> **Problem description**: Could you filter the records below down to the lines that include the word "longer"?

★ ★ ★ ★

PR #2579, opened 2024-05-15
pandoc-crossref: Add homepage

u2615:
**Summary**
Added `homepage` key to `package.yml` (part of getsolus/packages#411)

**Test Plan**

Build, install, compile demo example

**Checklist**


davidjharder (approved):
Looks good! Thanks for the fix-up

PR #2592, opened 2024-05-17
Update podman stack

chax:
**Summary**

This PR updates Podman stack.
Package cni-plugins is replaced with new package netavark.
Package slirp4netns is replaced with new package passt.
containers.conf updated to use new network backend netavark.

**Test Plan**

Tested both buildah and podman with cni-plugins and slirp4netns uninstalled.
Successfully built container using buildah and ran it using podman including running it in rootless mode.

**Checklist**


chax:
I have found out that we also need aardvark-dns package for podman so i will add that also

chax:
Package aardvark-dns is added as part of netavark package. Let me know if it's better to make separate package and make it as dependency of netavark, but i think this is good enough.

ReillyBrogan:
If cni-plugins and slirp4netns are both no longer used by any other packages then they should be deleted and a deprecation PR opened up in solus-sc for them.

davidjharder (approved):
Thanks for the update

PR #274, opened 2018-07-24
Enable "Local" provider type

dccurtis:
**Overview**
This change is a step towards creating a local, AWS-like provider to enable more flexibility for both development and testing.  AWS-like means the local directory structure is setup exactly like a cost usage report in an S3 bucket and the reports that it can process must conform to the AWS structure.

Project koku (koku, masu, nise and related services) have a significant dependency on AWS.  While it may be tempting to rely on AWS for all aspects of testing and development, there are some significant costs to doing so.  Some of those include:

* Having to manage AWS accounts and resources,
* Slower development cycles (if you are not working on anything related to direct interaction with the AWS API)
* End-to-end (masu and koku) presubmit/smoke testing on individual PR basis is not practical since a new S3 buckets would have to be programmatically created and populated with each test run to ensure maximum reliability.  Also, smoke tests should generally not have such external dependencies (should be able to be run in any environment, including offline).
* Doing anything at scale where hundreds of S3 buckets are required becomes extremely onerous using AWS.  With this change you can just make hundreds of local directories rather than provision and manage hundreds of S3 buckets.

Koku uses the environment variable `DJANGO_DEBUG` to put the services into a “DEBUG” mode.  The default setting for now is DEBUG=TRUE.  In this mode there is a new provider type called `Local`.  When using the `Local` provider type supply the `Billing Source: bucket` with a local directory path.  If the path exists then Koku will allow for the provider to be created.

When `DJANGO_DEBUG` is set to `False`, Koku is running in it’s production mode and the `Local` provider will not be available.

**What are the costs to using Local provider**
There are some costs to using `Local` provider.  While these may seem obvious it might be helpful to explicitly enumerate them here.  The Koku provider code is structured in such a way that any provider-specfic implementations are neatly isolated from the rest of the service.  These provider specific implementations populate a common interface that the rest of the koku service consumes.  This was done on purpose so that we could plug in other providers (include test providers like Local) and have it still be a meaningful tool for development and testing.

The following code is not exercised when using `Local` provider:
* `koku/providers/aws/aws_provider.py`: Validates that an S3 bucket exists, CUR access, STS access, and provides log info for SNS.

I am not pitching that any test automation using Local provider is a replacement for AWS integration testing, but rather a complement to it that can be ran in a more on-demand fashion.

**Related Work**
* Nise: Has the capability of generating cost usage reports locally by specifying a local directory as the `s3-bucket`
* Masu: PR coming soon to enable local report downloading.

**Testing**
Functional Test Steps:
1. Create a local S3 bucket and populate contents with nise
2. Start koku with DJANGO_DEBUG unset (defaults to True). Attempt to create a provider with 'Local' type
3. Attempt to create a Local provider for a directory that does not exist.  Verify provider creation fails
4. Start koku with DJANGO_DEBUG set to False and make sure 'Local' is not a valid provider type
5. Verify that an AWS provider still works

Results:
[local_provider_koku.txt](https://github.com/project-koku/koku/files/2223733/local_provider_koku.txt)


koku/koku/settings.py
```diff
@@ -189,7 +189,7 @@
     os.path.join(BASE_DIR, '..', 'apidoc'),
 ]
 
-STATICFILES_STORAGE = 'whitenoise.storage.CompressedManifestStaticFilesStorage'
+# STATICFILES_STORAGE = 'whitenoise.storage.CompressedManifestStaticFilesStorage'
```
dccurtis: This was causing problems with `DJANGO_DEBUG = False`.  This looks like its used to store .css files or some files needed to serve web page content.  Open to suggestions on how we should handle this.

adberglund: From http://whitenoise.evans.io/en/stable/django.html#make-sure-staticfiles-is-configured-correctly

> As part of deploying your application you’ll need to run ./manage.py collectstatic to put all your static files into STATIC_ROOT. 

Basically we aren't putting our static files where we're telling the thing to check for static files so it 💥 s. So I think if debug is false we just need a flow that is closer to deploying to production in which we run that first.

koku/providers/test/local/test_local_provider.py
```diff
@@ -0,0 +1,64 @@
...
+        """Verify that the cost usage source is authenticated and created."""
+        iam_arn = 'arn:aws:s3:::my_s3_bucket'
+        bucket_name = self.cur_source
+
+        provider_interface = LocalProvider()
+
+        try:
+            provider_interface.cost_usage_source_is_reachable(iam_arn, bucket_name)
+        except Exception:
+            self.fail('Unexpected Error')
```
adberglund: Pretty optional since the first thing I'd do if this failed is debug and find out what the exception is, but you could append the exception string to your fail string so we see which exception caused the failure.

koku/koku/settings.py
dccurtis: Thats it, thanks!  I'll revert this

PR #288, opened 2018-08-01
fix DEBUG boolean

blentz:
This resolves the error found in Travis runs:
`koku/koku/settings.py:55:8: W1508: os.getenv default type is builtins.bool. Expected str or None. (invalid-envvar-default)`

### DIFF
--- a/koku/koku/settings.py
+++ b/koku/koku/settings.py
@@ -52,8 +52,7 @@ SECRET_KEY = os.getenv(
 )
 
 # SECURITY WARNING: don't run with debug turned on in production!
-DEBUG = os.getenv('DJANGO_DEBUG', True)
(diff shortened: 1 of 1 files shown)


koku/koku/settings.py
```diff
@@ -52,8 +52,7 @@
 )
 
 # SECURITY WARNING: don't run with debug turned on in production!
-DEBUG = os.getenv('DJANGO_DEBUG', True)
-DEBUG = (DEBUG == 'True' or DEBUG is True)
+DEBUG = bool(os.getenv('DJANGO_DEBUG', 'True'))
```
adberglund: This is actually complaining about the default value given to the getenv call. This will work
```
DEBUG = os.getenv('DJANGO_DEBUG')
DEBUG = (DEBUG == 'True' or DEBUG is True)
```

PR #304, opened 2018-08-08
add region mapping table

blentz:
This adds the DB table for maintaining region mapping. The rest of this feature is implemented in Masu PR 132 .

It looks like Django picked up some of the local provider stuff from @dccurtis when creating the migrations, too.


koku/api/migrations/0017_auto_20180808_2134.py
```diff
@@ -0,0 +1,18 @@
...
+
+    dependencies = [
+        ('api', '0016_auto_20180802_1911'),
+    ]
+
+    operations = [
+        migrations.AlterField(
+            model_name='provider',
+            name='type',
+            field=models.CharField(choices=[('AWS', 'AWS')], default='AWS', max_length=50),
```
adberglund: Why did we eliminate the local provider type?

chambridge: Sorry, I missed this change. I didn't focus very hard on the migrations, but we definitely don't want the local provider removed.

PR #305, opened 2018-08-09
Document that count is the distinct number of instances for the respective time period. Closes #275.

### LINKED ISSUE #275: Report inventory instance type: Total count different that sum of report line time count
**Describe the bug**
The inventory instance report total count is different than the sum of the count field from each returned line item.

**To Reproduce**
1. Generate and add nise data
2. call the instance trend endpoint /api/v1/reports/inventory/instance-type/

**Expected behavior**
The count property in the report total is the same number as the sum of the count from each line item

**Context (please complete the following information):**
 - OS: Fedora w/ local minishift instance
 - Commit Hash: e178aff

**Additional context**
I haven't tested this actual AWS data yet

chambridge:


koku/api/report/view.py
```diff
@@ -301,7 +301,7 @@ def instance_type(request):
 
     @apiSuccess {Object} group_by  The grouping to applied to the report.
     @apiSuccess {Object} filter  The filter to applied to the report.
-    @apiSuccess {Object} data  The report data.
+    @apiSuccess {Object} data  The data including types, usage, and distinct number of instances for a time period.
```
LandoCalrizzian: This makes it clearer that the line item count is distinct. To prevent any confusion can we add an additional date to the response for either of the instance types to clearly show that the count is distinct. 
`` 
 {
                "date": "2018-05-29",
                "accounts": [
                    {
                        "account": 111111111111 ,
                        "instance_types": [
                                {
                                    "instance_type": "t2.medium",
                                    "values": [
                                        {
                                            "date": "2018-05-29",
                                            "units": "Hrs",
                                            "instance_type": "t2.medium",
                                            "total":  4,
                                            "count": 1
                                        }
                                    ]
                                }
                            ]
                    }
                ]
            }
``
``
Then total would be updated include the additional total but the count is the same
"total": {
        "value": 38,
        "units": "Hrs",
        "count": 4
    }
``

PR #327, opened 2018-08-16
update Pipfile.lock

blentz:


chambridge:
Can you run `make requirements` so our read the docs requirements are updated too?

Issue #309, opened 2018-08-10
API allows duplicate entries for any user preference


LandoCalrizzian:
The API allows a user to create duplicates for any user preference

1. Create any user 
2. Create a user preference that is a duplicate any existing preference
Method: POST or PUT
Data:
    name: currency
    preference:
        name: currency
        value: USD
3. Update successful

**Expected behavior**
The creation/update should fail since the preference already exists

Context:
  - Commit Hash from status endpoint: 6ed68c

Additional Info:
Should the name and preference name key be unique?

LandoCalrizzian:
@chambridge 
This does allow duplicates (and name updates) when creating a preference name with the same spelling but different capitalization.
POST 
name: Currency
Preference: Currency: USD

PUT
uuid: <Same uuid as timezone>
preference: 
  'Timezone': 'UTC'

LandoCalrizzian:
While this still allows duplicates when capitalization differs from an existing preference, it no longer allows exact duplicates.

PR #334, opened 2018-08-24
validate preference values: locale, currency, timezone

### LINKED ISSUE #308: Invalid values are allowed when updating default user preferences via API
The API allows a user to set invalid values for any of the default user preferences: currency, locale, timezone

1. Create any user 
2. Update a user preference for any of the default preferences with an invalid value:
    currency -> Hugs
    locale -> en_FOO.LOL-EIGHT
    timezone -> LOL
3. Update successful

**Expected behavior**
The update should fail since the new value is not valid

Context:
  - Commit Hash from status endpoint: 6ed68c

Additional Info:
Should the default user preference be locked down to white listed values?  You can even rename the default user preference name, preference name and description

blentz:
This adds validation for the three main preferences: locale, timezone, and currency. 

This change also removes the incorrect uniqueness validation, which would prevent updating preferences. Instead, we'll just rely on the database to throw IntegrityErrors for now.

This should resolve #308.

Arbitrary preferences can still be set. I'm not fully convinced if this is a bug or a feature. The app isn't going to do anything with arbitrary preferences, so this behavior won't directly affect the app's functioning. There is still a theoretical potential for DOS if someone decides to fill up the DB with garbage, but that can be addressed in a future change.

### DIFF
--- a/koku/api/iam/test/tests_user_preference_view.py
+++ b/koku/api/iam/test/tests_user_preference_view.py
@@ -18,7 +18,6 @@
 
 from random import randint
 
-from django.core.exceptions import ValidationError
 from django.urls import reverse
 from faker import Faker
 from rest_framework import status
--- a/koku/api/iam/view/user_preference.py
+++ b/koku/api/iam/view/user_preference.py
@@ -18,7 +18,7 @@
 """View for User Preferences."""
 from django.forms.models import model_to_dict
 from django_filters.rest_framework import DjangoFilterBackend
-from rest_framework import exceptions, mixins, status, viewsets
+from rest_framework import exceptions, mixins, viewsets
 from rest_framework.authentication import (SessionAuthentication,
                                            TokenAuthentication)
 from rest_framework.permissions import IsAuthenticated
@@ -125,7 +125,6 @@ class UserPreferenceViewSet(mixins.CreateModelMixin,
                                                               user=user.username))
 
         return super().create(request=request, args=args, kwargs=kwargs)
-
 
     def list(self, request, *args, **kwargs):
         """Obtain the list of preferences for the user.


koku/api/iam/test/tests_serializers.py
```diff
@@ -219,11 +227,136 @@ def test_user_preference_duplicate(self):
...
         test_pref = {'foo': ['a', [1, 2, 3], {'b': 'c'}]}
-        data = {'name': 'foo', 'description': 'foo', 'preference': test_pref}
+        data = {'name': self.fake.word(),
+                'description': self.fake.text(),
+                'preference': test_pref}
         serializer = UserPreferenceSerializer(data=data, **kwargs)
         if serializer.is_valid(raise_exception=True):
             serializer.save()
 
+        with self.assertRaises(IntegrityError):
```
chambridge: The validation error was a fix for https://github.com/project-koku/koku/issues/309.

I'm pretty sure an Integrity Error will cause a 500 to display which isn't good.

blentz: I'm open to suggestions on how to solve that. 

I _think_ the way to avoid `IntegrityError` is to do a lookup for the preference before setting it, so that we can pass the existing `UserPreference` in to the serializer, so it does an `update()` instead of a `create()`.

chambridge: Just a thought, but you could keep the logic they way it was, but add in an additional check to get the request METHOD. If its a POST throw the error, if its a PUT/PATCH don't throw the error.

blentz: I've added a check in the view's `create()` method that will throw the proper error if the request is trying to create a preference that already exists.

PR #340, opened 2018-08-29
make ordering more generic; use OrderedDict to reduce data transform churn.

blentz:
This change makes the `order-by` parameter a more generic class property. This will facilitate ordering by arbitrary columns.

In addition, we stop mapping "cost" as a query parameter into meaning "total" internally. Instead, the query parameter for total cost will be `total` for both the API and the backend.

Third, there's some cleanups related to integrating with the summary table work. The new `ReportQueryHandler.cost` property is now used consistently throughout the class.

### DIFF
--- a/koku/api/utils.py
+++ b/koku/api/utils.py
@@ -28,7 +28,9 @@ from pint.errors import UndefinedUnitError
 class DateHelper():
     """Helper class with convenience functions."""
 
-    _now = timezone.now()
+    def __init__(self):
+        """Initialize when now is."""
+        self._now = timezone.now()
 
     @property
     def one_day(self):


koku/api/report/queries.py
```diff
@@ -85,36 +88,35 @@ def __init__(self, query_parameters, url_data,
...
+
+        self.operation = self.query_parameters.get('operation', OPERATION_SUM)
+        self._delta = self.query_parameters.get('delta')
+        self._limit = self.get_query_param_data('filter', 'limit')
         self._get_timeframe()
+        self.units_key = units_key
 
         if kwargs:
-            elements = ['accept_type', 'annotations', 'delta',
+            elements = ['accept_type', 'annotations', 'count', 'delta',
```
adberglund: Adding `count` here and using `setattr` overrides the property on the class. I had it as a property, and left the view using `resource_id` to allow for the path where the original `AWSCostEntryLineItem` table is used. In that case the referenced column is `resource_id` The property setter is supposed to override the value to `resource_count` when the summary table is used. If we are certain we never need to use the original resource_id column, we can do this, but then the property should be deleted. If we are uncertain let's not use setattr here and instead let the property handle it.

koku/api/report/queries.py
```diff
@@ -200,18 +202,40 @@ def get_query_param_data(self, dictkey, key, default=None):
...
-    def get_order(self):
-        """Extract the order parameters and apply the associated ordering.
+    @property
+    def order_field(self):
+        """Order-by field name.
+
+        The default is 'total'
+        """
+        order_by = self.query_parameters.get('order_by', self.default_ordering)
+        return list(order_by.keys()).pop()
```
adberglund: Can we take more than one order by value? What if I want to order by account and service?

koku/api/report/queries.py
```diff
@@ -744,16 +766,16 @@ def calculate_total(self, units_value):
             'time_scope_value',
             0
         )
-        total_filter['report_type'] = self._report_type
+        total_filter['report_type'] = getattr(self, '_report_type', 'costs')
```
adberglund: I hesitate to give this a default. The aggregates table is pretty specific to the current API types we have, so potentially bad data will be returned with that default if we forget to pass in the correct report type.

koku/api/report/queries.py
blentz: I'll look a bit more closely at this.

This is where leaving code comments about what's going on and why is super-helpful to call out this kind of subtle behavior. So much of the ReportQueryHandler is un-documented, which makes working on it a giant pain.

Though, I also think it definitely needs reworking to make these behaviors more well-defined and obvious.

★ ★ ★ ★

> **Exercise solution**:
If cni-plugins and slirp4netns are both no longer used by any other packages then they should be deleted and a deprecation PR opened up in solus-sc for them.
While this still allows duplicates when capitalization differs from an existing preference, it no longer allows exact duplicates.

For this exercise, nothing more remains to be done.